Roots coming along nicely on on them bru. How long do you keep them in the smaller tub for? I always get envious when I see hydro grows, they look so clean....my potting shed is looking like a real potting shed at the moment....need to do a spring clean next round for sure....in fact a complete overhaul....

Peace, DST

EDIT, forgot to mention about your World Cup tickets. I was having a read of the Rules and Reg's on FIFA.com , looks like you need to contact Fifa to get your tickets exchanged. I couldn't find anything on a refund policy though.....good luck with that, our QF tickets were 300 euro for 2!!!


----------



## #1Raiderfan420 (Feb 18, 2010)

Very clean bro, I really need to go full on hydro. It looks so good man. The hash looks bomb too, very nice!!


----------



## Hulk Nugs (Feb 18, 2010)

Not sure if was talked about before here, but just came to mind again. 

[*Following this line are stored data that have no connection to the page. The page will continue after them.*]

PR #2480, opened 2016-12-11
Reindex now allows the target type to be different

Mpdreamz:
User has to supply an explicit map between TSource and TTarget, the old
overloads where TSource == TTarget still exists.

The simplified helpers for reindex contained a bug, out integration
tests only reindexed 2 documents but if you had more the backpressure
sanity checks would kick in complaining, these now run with sane defaults.

### DIFF
--- a/src/Nest/Document/Multiple/Reindex/ElasticClient-Reindex.cs
+++ b/src/Nest/Document/Multiple/Reindex/ElasticClient-Reindex.cs
@@ -9,10 +9,46 @@ namespace Nest
 		/// Helper method that allows you to reindex from one index into another using ScrollAll and BulkAll.
 		/// </summary>
 		/// <returns>An IObservable&lt;IReindexResponse&lt;T&gt;$gt; you can subscribe to to listen to the progress of the reindex process</returns>
-		IObservable<IBulkAllResponse> Reindex<T>(
-			Func<ReindexDescriptor<T>, IReindexRequest<T>> selector,
+		IObservable<IBulkAllResponse> Reindex<TSource,TTarget>(
+			Func<TSource, TTarget> mapper,
+			Func<ReindexDescriptor<TSource,TTarget>, IReindexRequest<TSource,TTarget>> selector,
 			CancellationToken cancellationToken = default(CancellationToken)
-		) where T : class;
+		)
+			where TSource : class
+			where TTarget : class;
+
+		/// <summary>
+		/// Helper method that allows you to reindex from one index into another using ScrollAll and BulkAll.
+		/// </summary>
+		/// <returns>An IObservable&lt;IReindexResponse&lt;T&gt;$gt; you can subscribe to to listen to the progress of the reindex process</returns>
+		IObservable<IBulkAllResponse> Reindex<TSource>(
+			Func<ReindexDescriptor<TSource, TSource>, IReindexRequest<TSource, TSource>> selector,
+			CancellationToken cancellationToken = default(CancellationToken)
+		)
+			where TSource : class;
+
+		/// <summary>
+		/// Helper method that allows you to reindex from one index into another using ScrollAll and BulkAll.
+		/// </summary>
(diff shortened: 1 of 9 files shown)


src/Nest/Document/Multiple/Reindex/ElasticClient-Reindex.cs
```diff
@@ -21,59 +57,126 @@ public partial interface IElasticClient
...
 			CancellationToken cancellationToken = default(CancellationToken)
-		) where T : class;
+		)
+			where TSource : class
+			where TTarget : class;
 
 		/// <summary>
-		/// Helper method that allows you to reindex from one index into another using ScrollAll and BulkAll.
+		/// Simplified form for reindex which will cover 80% of its usecases. Allows you to index all documents of type T from <paramref name="fromIndex" /> to <paramref name="toIndex" />
+		/// optionally limitting the documents found in <paramref name="fromIndex" /> by using <paramref name="selector"/>.
```
russcam: minor nitpick: spelling of `limiting`

src/Nest/Document/Multiple/Reindex/ElasticClient-Reindex.cs
```diff
@@ -21,59 +57,126 @@ public partial interface IElasticClient
...
+		)
+			where TTarget : class
+			where TSource : class
 		{
 			if (request.ScrollAll == null)
 				throw new ArgumentException(
 					"Reindex must have ScrollAll property set so we know how to get the source of the reindex operation");
 			if (request.BulkAll == null)
 				throw new ArgumentException(
 					"Reindex must have BulkAll property set so we know how to get the target of the reindex operation");
```
russcam: minor grammar nitpick: I think we should remove the subject pronouns in exception messages, for example
instead of:

> Reindex must have BulkAll property set so we know how to get the target of the reindex operation

can be

> BulkAll property must set in order to get the target of a Reindex operation

src/Nest/Document/Multiple/Reindex/ReindexObservable.cs
```diff
@@ -151,7 +169,7 @@ private IScrollAllResponse<T> ObserveScrollAllResponse(IScrollAllResponse<T> res
 
 		private int CreateIndex(string toIndex, IScrollAllRequest scrollAll)
 		{
-			var fromIndices = this._reindexRequest.ScrollAll?.Search?.Index ?? Indices<T>();
+			var fromIndices = this._reindexRequest.ScrollAll?.Search?.Index ?? Indices<TSource>();
 
 			if (string.IsNullOrEmpty(toIndex))
 				throw new Exception($"Can not resolve the target index name to reindex to make sure the bulk all operation describes one");
```
russcam: should we throw a more specific exception here?

src/Nest/Document/Multiple/Reindex/ReindexRequest.cs
```diff
@@ -77,49 +88,65 @@ public class ReindexRequest<T> : IReindexRequest<T> where T : class
 		/// <inheritdoc/>
 		/// <param name="scrollSource">The scroll operation yielding the source documents for the reindex operation</param>
 		/// <param name="bulkAllTarget">A factory that instantiates the bulk all operation over the lazy stream of search result hits</param>
-		public ReindexRequest(IScrollAllRequest scrollSource, Func<IEnumerable<IHit<T>>, IBulkAllRequest<IHit<T>>> bulkAllTarget)
+		public ReindexRequest(IScrollAllRequest scrollSource, Func<TSource, TTarget> map, Func<IEnumerable<IHitMetadata<TTarget>>, IBulkAllRequest<IHitMetadata<TTarget>>> bulkAllTarget)
 		{
 			scrollSource.ThrowIfNull(nameof(scrollSource), "without a scroll all request we don't know where to read from!");
```
russcam: I think we should remove the subject pronouns in the exception messages here as well

Mpdreamz:
ported to `5.x`

PR #3891, opened 2019-06-27
Ephemeral Cluster for tests now uses a SHA has for its cached folder

Mpdreamz:
Relates: https://github.com/elastic/elasticsearch-net-abstractions/commit/f75189735cb6d23dd685a2ad0003dea68bafc6dd

The ephemeral cluster generates a cached folder name based on the options including the chosen plugins which can be a very long list and cause max file path issues down the line.


Mpdreamz:
Merging this in, wanted to see linux integration tests were still happy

Any one noticed the difference between the soil vs hydro harvest. 

I know Jig you said you tried some of Boomers WW believe that was in soil i believe, how was that compared to a hydro harvest. They are not the same strain so its hard to tell i know but just wondering.

Was thinking of doing something like Jig did last grow few soil girls on the sides where they can fit and get good light. 

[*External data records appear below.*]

PR #3912, opened 2019-07-03
Implement Api Key authorisation on requests

codebrain:
It is possible to set both the `Basic` auth and `ApiKey` auth together.

Clearly this doesn't make sense to do, and to me this feels like an exception.

Should we throw an exception in the client? (which would only surface at runtime), or do we apply some kind of precedence in which auth to apply if both are set?

I also left in the `string` override as I think this might be a little easier for someone to use, if they are unable to find our `.CreateSecureString()` extension method.

### DIFF
--- a/src/Elasticsearch.Net/Configuration/ConnectionConfiguration.cs
+++ b/src/Elasticsearch.Net/Configuration/ConnectionConfiguration.cs
@@ -116,6 +116,7 @@ namespace Elasticsearch.Net
 		private readonly ElasticsearchUrlFormatter _urlFormatter;
 
 		private BasicAuthenticationCredentials _basicAuthCredentials;
+		private ApiKeyAuthenticationCredentials _apiKeyAuthentication;
 		private X509CertificateCollection _clientCertificates;
 		private Action<IApiCallDetails> _completedRequestHandler = DefaultCompletedRequestHandler;
 		private int _connectionLimit;
@@ -169,6 +170,7 @@ namespace Elasticsearch.Net
 
 		protected IElasticsearchSerializer UseThisRequestResponseSerializer { get; set; }
 		BasicAuthenticationCredentials IConnectionConfigurationValues.BasicAuthenticationCredentials => _basicAuthCredentials;
+		ApiKeyAuthenticationCredentials IConnectionConfigurationValues.ApiKeyAuthenticationCredentials => _apiKeyAuthentication;
 		SemaphoreSlim IConnectionConfigurationValues.BootstrapLock => _semaphore;
 		X509CertificateCollection IConnectionConfigurationValues.ClientCertificates => _clientCertificates;
 		IConnection IConnectionConfigurationValues.Connection => _connection;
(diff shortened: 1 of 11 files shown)


src/Elasticsearch.Net/Configuration/Security/ApiKeyAuthenticationCredentials.cs
```diff
@@ -0,0 +1,39 @@
...
+	/// <summary>
+	/// Credentials for Api Key Authentication
+	/// </summary>
+	public class ApiKeyAuthenticationCredentials : IDisposable
+	{
+		public ApiKeyAuthenticationCredentials()
+		{
+		}
+
+		public ApiKeyAuthenticationCredentials(string id, SecureString apiKey)
```
Mpdreamz: Create an overload that takes the full base64 encoded apiKey as well I reckon. This is what folks'll typically copy paste.

src/Elasticsearch.Net/Connection/HttpWebRequestConnection.cs
```diff
@@ -258,6 +260,19 @@ protected virtual void SetBasicAuthenticationIfNeeded(HttpWebRequest request, Re
...
+		{
+			// ApiKey auth credentials take the following precedence (highest -> lowest):
+			// 1 - Specified on the request (highest precedence)
+			// 2 - Specified at the global IConnectionSettings level
+
+			string apiKey = null;
+			if (requestData.ApiKeyAuthenticationCredentials != null)
+				apiKey = $"{requestData.ApiKeyAuthenticationCredentials.Id}:{requestData.ApiKeyAuthenticationCredentials.ApiKey.CreateString()}";
+
+			if (!string.IsNullOrWhiteSpace(apiKey))
```
Mpdreamz: Move base64'ing into `ApiKeyAuthenticationCredentials`

src/Elasticsearch.Net/Configuration/Security/ApiKeyAuthenticationCredentials.cs
codebrain: Will set that as a `SecureString` type

src/Elasticsearch.Net/Configuration/ConnectionConfiguration.cs
```diff
@@ -434,6 +436,18 @@ protected ConnectionConfiguration(IConnectionPool connectionPool, IConnection co
...
+		/// <summary>
+		/// Api Key to send with all requests to Elasticsearch
+		/// </summary>
+		public T ApiKeyAuthentication(string id, SecureString apiKey) =>
+			Assign(new ApiKeyAuthenticationCredentials(id, apiKey), (a, v) => a._apiKeyAuthentication = v);
+
+		/// <summary>
+		/// Api Key to send with all requests to Elasticsearch
+		/// </summary>
+		public T ApiKeyAuthentication(string id, string apiKey) =>
```
russcam: Kept string password for BasicAuthentication in 7.x to ease the move from 6.x to 7.x, but wonder if we should we only support `SecureString` for apikey going forward?

src/Elasticsearch.Net/Connection/HttpWebRequestConnection.cs
```diff
@@ -239,7 +240,16 @@ protected virtual void SetProxyIfNeeded(HttpWebRequest request, RequestData requ
...
+		private void SetAuthenticationIfNeeded(RequestData requestData, HttpWebRequest request)
+		{
+			// Api Key authentication takes precedence
+			var apiKeySet = SetApiKeyAuthenticationIfNeeded(request, requestData);
+
+			if (!apiKeySet)
+				SetBasicAuthenticationIfNeeded(request, requestData);
+		}
+
+		protected virtual bool SetBasicAuthenticationIfNeeded(HttpWebRequest request, RequestData requestData)
```
russcam: public API breaking change going from `void` to `bool`

src/Elasticsearch.Net/Configuration/ConnectionConfiguration.cs
codebrain: Would prefer to keep supporting `string` for ease of use.

PR #3918, opened 2019-07-04
Obsolete AllField and IndexField

### LINKED ISSUE #3905: TypeMappingDescriptor<T> still supports setting AllField
7.0.0/7.0.0

**Elasticsearch version**:
7.2.0

TypeMappingDescriptor<T> still has the AllField method even though using it results in a 400 when creating an index. The method should maybe have been marked Obsolete in the 6.X version and removed in 7.X.
**Steps to reproduce**:
 1. Define a CreateIndexDescriptor and in the Map section set AllField to disabled
 2. Attempt to create the index.

```
            var testDescriptor = new CreateIndexDescriptor("test")
                .Map(m => m
                    .AllField(af => af.Enabled(false))
                    .AutoMap());
            var result = this.client.Indices.Create(testDescriptor);

```

Root mapping definition has unsupported parameters:  [_all : {enabled=false}]

russcam:
This commit obsoletes the AllField and IndexField. Both should have been removed in 7.x but were missed.
Remove the DataMemberAttribute and add IgnoreDataMemberAttribute so that any value is not
sent in a request.

Fixes #3905

### DIFF
--- a/src/Nest/Indices/MappingManagement/GetFieldMapping/FieldMappingFormatter.cs
+++ b/src/Nest/Indices/MappingManagement/GetFieldMapping/FieldMappingFormatter.cs
@@ -37,8 +37,10 @@ namespace Nest
 					switch (value)
 					{
 						case 0:
+#pragma warning disable 618
 							mapping = formatterResolver.GetFormatter<AllField>()
 								.Deserialize(ref reader, formatterResolver);
+#pragma warning restore 618
 							break;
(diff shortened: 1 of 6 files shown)


russcam:
rebased on top of master and force pushed.

russcam:
ported to 7.1: 8abfe065f774204ca2308531bb5ef0b84fa5e95f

Oh yea looks like theres one short , didn't make it?


----------



## DST (Feb 18, 2010)

Yes, I was a bit confussled when you said in the vid, Odysey in the middle? I was looking at it thinking, but there's 5 plants, which one is the middle, hehe.


----------



## BooMeR242 (Feb 18, 2010)

Hulk Nugs said:


> Not sure if was talked about before here, but just came to mind again.
> 
> Any one noticed the difference between the soil vs hydro harvest.
> 
> ...


 
i think thats gonna be a hard one to compare lol. my WW is def fluffy like outdoor and it was all organic. but jigs CJ and SG was much more dense and smaller solid flowers. great flavor and aroma. the SG actually tastes like grape juice. but maybe jigs got a diff opinion so we will see.


----------



## jigfresh (Feb 18, 2010)

BooMeR242 said:


> looks slighty diff from how i last saw it tho.


I went nuts with the panda film. Put it over the net pots to keep light from penetrating the hydroton... and put it over the wood table to give it a clean look and boost reflectivity. 



DST said:


> Roots coming along nicely on on them bru. How long do you keep them in the smaller tub for?
> 
> EDIT, forgot to mention about your World Cup tickets. I was having a read of the Rules and Reg's on FIFA.com , looks like you need to contact Fifa to get your tickets exchanged. I couldn't find anything on a refund policy though.....good luck with that, our QF tickets were 300 euro for 2!!!


Wow man. That is an amzing price. How on earth did you swing that? Both tickets for 300 euros? Good on you.

We are definitely going to have to see about the tickets. I would not be happy having to spend $500 to have a ticket for somethng on the other side of the world.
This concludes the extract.